The alpha release path publishes GitHub release assets, a hosted registry, and a lightweight GHCR image. PyPI publishing is prepared through Trusted Publishing, with maintainer setup notes in [`docs/pypi-publishing.md`](docs/pypi-publishing.md). Release maintainer notes live in [`docs/release-runbook.md`](docs/release-runbook.md).

## Docker

Run the published alpha image:

```bash
docker run --rm -p 8889:8889 ghcr.io/kiyeonjeon21/timbregrid:alpha
```

Or build the fake gateway container locally:

```bash
docker compose up --build
```

The Docker image is intentionally lightweight. It does not include Kokoro, `espeak-ng`, or PyTorch-class model dependencies.

## Optional Kokoro Adapter

Install optional Kokoro dependencies:

```bash
uv sync --all-groups --extra kokoro
```

Kokoro may also require the system `espeak-ng` package. On macOS:

```bash
brew install espeak-ng
```

Try the adapter:

```bash
uv run timbregrid models inspect kokoro:82m
uv run timbregrid manifest validate manifests/kokoro-82m.yaml
uv run timbregrid bench kokoro:82m \
  --suite realtime-agent \
  --hardware-profile cpu \
  --output /tmp/kokoro.json
uv run timbregrid serve --model kokoro:82m --port 8889
```

Use `response_format="wav"` and a Kokoro voice such as `af_heart`.

## Roadmap

Detailed phases and checklists live in [`docs/roadmap.md`](docs/roadmap.md). Public status is intentionally conservative:

| Phase | Status | Focus |
|---|---|---|
| Phase 0: Spec-first planning | complete | Manifest schema, speech models, benchmark suites, conformance cases, example manifests. |
| Phase 1: Useful OSS before runtime | partial | Manifest validation, benchmark CLI, conformance tooling, submission validation, and Kokoro/KittenTTS Apple Silicon artifacts exist; broader hardware coverage still needs contributors. |
| Phase 2: Reference gateway MVP | partial | Fake gateway, optional Kokoro and KittenTTS adapters, Docker smoke path, and benchmark-aware routing work; expressive/cloning adapters are next. |
| Phase 3: Community registry | partial | Local registry, generated support matrix, release assets, hosted latest registry, PR/issue templates, deterministic registry audit, scheduled URL audit, and CI checks exist; checksum validation and broader install smoke coverage remain. |
| Phase 4: Voice governance and integrations | partial | Local voice records, consent/provenance metadata, `/v1/audio/voices`, synthesis-time voice checks, a real-audio demo guide, and Open WebUI docs exist; Pipecat and LiveKit examples remain. |

Near-term next work:

- Publish external-server doctor proof guides, starting with Speaches and then LocalAI where feasible.
- Use `timbregrid doctor` reports to harden integration examples (Open WebUI guide and compose example wired to `doctor` preflight; Pipecat and LiveKit pending).
- Collect more real raw benchmark examples for CPU, CUDA, and additional Apple Silicon environments.
- Implement an expressive or cloning adapter, likely Chatterbox first.
- Harden checksum metadata, optional install smoke coverage, and the first PyPI alpha release.

## Contributing

See [`CONTRIBUTING.md`](CONTRIBUTING.md). Manifest, benchmark, conformance, and adapter contributions are welcome.

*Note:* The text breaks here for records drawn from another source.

Issue #323, opened 2026-05-30
feature: Static function to render components once


guillemus:
So, because of how gomponents work, there's a lot of work to be done for large static components with lots of strings and attributes.

This work is redundant if there's no dynamic data in between those nodes when rendering multiple times. And where this matters, there's a lot to gain in terms of performance, you get very close to templ / other libraries.

It's similar to "memoizing" the component, or caching the rendering, or the static render props thingy that nextjs does (I believe?).

The API is dead simple:

```go
package views

import (
	"io"
	"strings"
	"sync"

	. "maragu.dev/gomponents"
)

func Static(node Node) Node {
	var once sync.Once
	var html string
	var renderErr error

	return NodeFunc(func(w io.Writer) error {
		once.Do(func() {
			var b strings.Builder
			renderErr = node.Render(&b)
			html = b.String()
		})
		if renderErr != nil {
			return renderErr
		}
		_, writeErr := io.WriteString(w, html)
		return writeErr
	})
}

```

And an example of the usage.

Focused contribution guides:

- [`docs/manifest-contributions.md`](docs/manifest-contributions.md)
- [`docs/benchmark-submissions.md`](docs/benchmark-submissions.md)
- [`docs/adapter-contributions.md`](docs/adapter-contributions.md)

Before opening a PR, run:

```bash
uv run pytest
uv run timbregrid registry audit --skip-network
uv run timbregrid registry build --check
for benchmark in benchmarks/examples/*.json; do uv run timbregrid bench validate "$benchmark"; done
for benchmark in benchmarks/submissions/*.json; do uv run timbregrid bench validate "$benchmark"; done
```

## Security

Do not submit cloned voice samples, private datasets, API keys, or consent records to this repository. See [`SECURITY.md`](SECURITY.md).

## License

TimbreGrid core is licensed under the MIT License. See [`LICENSE`](LICENSE).

Upstream model code and weights keep their own licenses as listed in each model manifest.